Hereditary Breast Cancer
The research in the Nathanson Group in hereditary breast and ovarian cancer started when I was post-doctoral fellow, training under Dr. Barbara Weber. Most recently, we have published studies demonstrating variable risks of breast and ovarian cancers with differing mutation types and locations with BRCA1 and BRCA2 (JAMA, 2015), and described the world-wide distribution of mutations (Hum Mutat, 2018). My group has evaluated the rate of moderate risk gene mutations in early onset breast cancer (Genet Med, 2015; NPJ Breast Cancer ,2017), contributed to consensus statements on the risk of these mutations (NEJM, 2015; Nat Rev Clinic Oncol, 2016), and evaluated the use of the ACMG guidelines for variant annotation of these genes (Am J Hum Genet, 2016). We published a somatic characterization of tumors associated with BRCA1/2 germline mutations and demonstrated that a significant proportion do not have allele-specific loss of heterozygosity, associated with differential genetic/genomic characteristics and survival after treatment (Nat Comm, 2017). We have preliminary data following up.

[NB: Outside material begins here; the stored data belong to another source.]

PR #318, opened 2020-11-02
Verbatim Alerts and Action Sheets

### LINKED ISSUE #293: [Breaking change,  0.8.0] AlertState expects LocalizedStringKey instead of String values
#275 introduced the ability to localise values based on `LocalizedStringKey`s. We pass the localized values directly into our AlertStates as we're using SwiftGen to generate type-safe string accessors. 

@stephencelis asked directly in #275 if TCA should still offer an initialiser that accepts `S: StringProtocol`. Is there anything that would speak against that? If not, I'm happy to open a PR for it. 🙂

ohitsdaniel:
Resolves #293.

@stephencelis introduced localizable Alerts and Actions sheets in #275. Unfortunately, this led to a breaking change for all library consumers that use localized, verbatim values directly. In order to avoid a breaking change, this PR introduces convenience initialisers for `AlertState<Action>` that allow to pass verbatim strings directly. Using `<S: StringProtocol>` (as mentioned in the original PR) instead of `String` directly was avoided as it would have lead to the generic type S bubbling up into the type definition (i.e. `AlertState<Action, S: StringProtocol>`). 

I'm not quite sure how we should handle UIKit interoperability, but this was already a problem with the previous approach as `NSLocalizedString` does not accept a `LocalizedStringKey` directly. The tic tac toe example fell back to using the formatted key as it's value, but this somehow doesn't feel right?

### DIFF
--- a/Examples/TicTacToe/Sources/Views-UIKit/LoginViewController.swift
+++ b/Examples/TicTacToe/Sources/Views-UIKit/LoginViewController.swift
@@ -136,14 +136,29 @@ class LoginViewController: UIViewController {
         guard let self = self else { return }
         guard let alert = alert else { return }
 
+        let title: String
+        switch alert.title {
+        case let .localized(key):
+          title = key.formatted()
+        case let .verbatim(content):
+          title = content
+        }
+
         let alertController = UIAlertController(
-          title: alert.title.formatted(), message: nil, preferredStyle: .alert)
+          title: title,
+          message: nil,
+          preferredStyle: .alert
+        )
+
         alertController.addAction(
           UIAlertAction(
             title: "Ok", style: .default,
             handler: { _ in
               self.viewStore.send(.alertDismissed)
-            }))
+            }
+          )
+        )
+
         self.present(alertController, animated: true, completion: nil)
       }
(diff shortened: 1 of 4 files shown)


Examples/TicTacToe/Sources/Views-UIKit/LoginViewController.swift
```diff
@@ -136,14 +136,29 @@ class LoginViewController: UIViewController {
...
+          title = content
+        }
+
         let alertController = UIAlertController(
-          title: alert.title.formatted(), message: nil, preferredStyle: .alert)
+          title: title,
+          message: nil,
+          preferredStyle: .alert
+        )
+
```
ohitsdaniel, line 152: -> UIKit interoperability problem.

stephencelis:
@ohitsdaniel Thanks for submitting this and sorry it took us so long to get around to looking into the problem. I've explored an alternate solution in #359, which has its own trade-offs. Gonna discuss to figure out how to unblock anyone affected by the issue.

stephencelis:
Closing in favor of #359. Thanks again for bringing this to our attention and for the solution! It helped push us to the finish line :smile:

PR #319, opened 2020-11-02
Remove LocationManager and MotionManager examples from README

mluisbrown:
Just removing these from the examples README 😄


stephencelis (approved):
🙈

PR #321, opened 2020-11-15
Fix docs for ViewStore.binding overload.

mbrandonw:


Sources/ComposableArchitecture/ViewStore.swift
```diff
@@ -199,7 +199,7 @@ public final class ViewStore<State, Action>: ObservableObject {
   ///
   /// For example, an alert binding can be dealt with like this:
   ///
-  ///     struct State { var alert: String? }
+  ///     typealias State = String
```
stephencelis, line 202: Ha I'm a lil confused about these examples in general now. Since we have `alert.message` below...

mbrandonw: Yeah this one has more things wrong with it than I saw at first. This probably got out of sync after the alert stuff.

- Identification of novel breast cancer susceptibility genes using large scale sequencing in high risk and case-control cohort studies
- Characterization of moderate penetrance breast cancer susceptibility genes in large cohorts
- Characterization of immunogenicity in BRCA1/2 mutation associated cancers, understanding the associated molecular features and role of aneuploidy (working with cancer immunologists at Penn Medicine)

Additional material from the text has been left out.